Slicer visualization in Power BI - filtering by date with help from a simple measure

20/11/18

Here's how you can use the slicer visualization and a simple measure to filter time based data. The data is basic school attendance data.

There are two tables - Students and StudentAttendance. Not surprisingly, there’s a one to many relationship between them on StudentId. Every student gets two attendance marks a day, one in the morning and one in the afternoon. ‘P’ for present, ‘U’ for unauthorised absence and ‘A’ for authorised absence.


Attendance Table


The key is this simple measure:


Attendance Measure


Attendance is calculated by dividing the numbers of rows where a ‘P’ is marked (so rows when present) by the total number of rows. We use a measure because we may want to do the calculation in different contexts - we might need the overall class attendance, or attendance by year group or attendance for each student. A measure recalculates on the fly based on the filters we apply.
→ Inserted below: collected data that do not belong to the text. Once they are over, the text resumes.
Issue #59, opened 2021-05-21
Hidden files are traversing the column.


alannssantos:
# It happens only files, hidden folders behave correctly.

![Captura de tela_2021-05-21_18-46-44](https://user-images.githubusercontent.com/16065736/119201486-65f5c180-ba65-11eb-983c-5ef495b01e04.png)

kamiyaa:
Fixed via 7ef22c23c21db754a1321e7b23376615367527a3

PR #61, opened 2021-05-25
hidden files printing bug (issue 59)

makeefu:
The bug is that  hidden files which has ho extension are treated as extensions.
(Issue #59)

### DIFF
--- a/src/ui/widgets/tui_dirlist.rs
+++ b/src/ui/widgets/tui_dirlist.rs
@@ -116,7 +116,10 @@ fn print_entry(
                     } else {
                         (file_drawing_width - ext_width) as u16
                     };
-                    buf.set_string(x + ext_start_idx, y, extension, style);
+                    buf.set_stringn(x + ext_start_idx, y, extension,file_drawing_width, style);
+                    if ext_width > file_drawing_width {
+                        buf.set_string( x - 1 + file_drawing_width  as u16, y, ELLIPSIS, style);
+                    }
                     let ext_start_idx = if ext_start_idx > 0 {
                         ext_start_idx - 1
                     } else {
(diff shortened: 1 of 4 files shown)


src/ui/widgets/tui_dirlist.rs
```diff
@@ -90,9 +90,9 @@ fn print_entry(
         }
         _ => {
             let file_drawing_width = drawing_width;
-            let (stem, extension) = match name.rfind('.') {
-                None => (name, ""),
-                Some(i) => name.split_at(i),
+            let (stem, extension) = match entry.get_ext() {
```
kamiyaa, line 93: I think rather than changing `get_ext`'s behaviour, its better we add a case here instead.
Something like:
```rust
let (stem, extension) = match name.rfind('.') {
    None | Some(0) => (name, ""),
    Some(i) => name.split_at(name.len() - ext.len()),
};
```
Hopefully, this still works as intended xd

makeefu: Unfortunately this will not work because of devicons: `name` is actually the entry's label:
https://github.com/kamiyaa/joshuto/blob/f42660c2255a5db1a6c0918ac790bee7fae72d80/src/ui/widgets/tui_dirlist.rs#L80

makeefu:
I've just found out that the bug in issue #59 occur not when we deal with hidden files, but actually when we have too long extensions. I'll try to fix it.

kamiyaa:
Yea, no problem!

makeefu:
I don't quite understand what should `get_ext`'s behaviour be like?
For example, if a file's name is `.gitignore`, should it return `".gitignore"` or just `""`?

kamiyaa:
Fixed via 7ef22c23c21db754a1321e7b23376615367527a3

kamiyaa:
> I don't quite understand what should `get_ext`'s behaviour be like?
> For example, if a file's name is `.gitignore`, should it return `".gitignore"` or just `""`?

In my opinion, it should return `.gitignore`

Notice the little trick with the ‘ + 0 ’ . The FILTER ‘StudentAttendance[Mark]=”P”’ could return no rows. COUNTROWS would then return ‘BLANK’ and that would mess up the division. The ‘+ 0’ means we get a zero, even when FILTER returns no rows.
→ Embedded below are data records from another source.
PR #62, opened 2021-05-26
Clear the Screen Before Bulk Renaming

JMARyA:
A while after I do multiple bulk renames the screen becomes really messy containing files from previous bulk renames. This is a very simple fix. Maybe this could be improved a bit.

### DIFF
--- a/src/commands/bulk_rename.rs
+++ b/src/commands/bulk_rename.rs
@@ -81,6 +81,9 @@ pub fn _bulk_rename(context: &mut AppContext) -> JoshutoResult<()> {
         ));
     }
 
+    println!("{}", termion::clear::All);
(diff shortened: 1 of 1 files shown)


kamiyaa:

The Slicer is neat because when we use it with a date we automatically get a slider to filter between an upper and lower limit.


Attendance Dashboard


The Attendance measure works with the line chart and of course it works in a simple table - attendance is calculated for each student in the table. And we can add another slicer and filter by year group.

Measures are powerful but at first they are harder to understand. The answer is always to start simple - find one or two real world examples and begin to puzzle them out.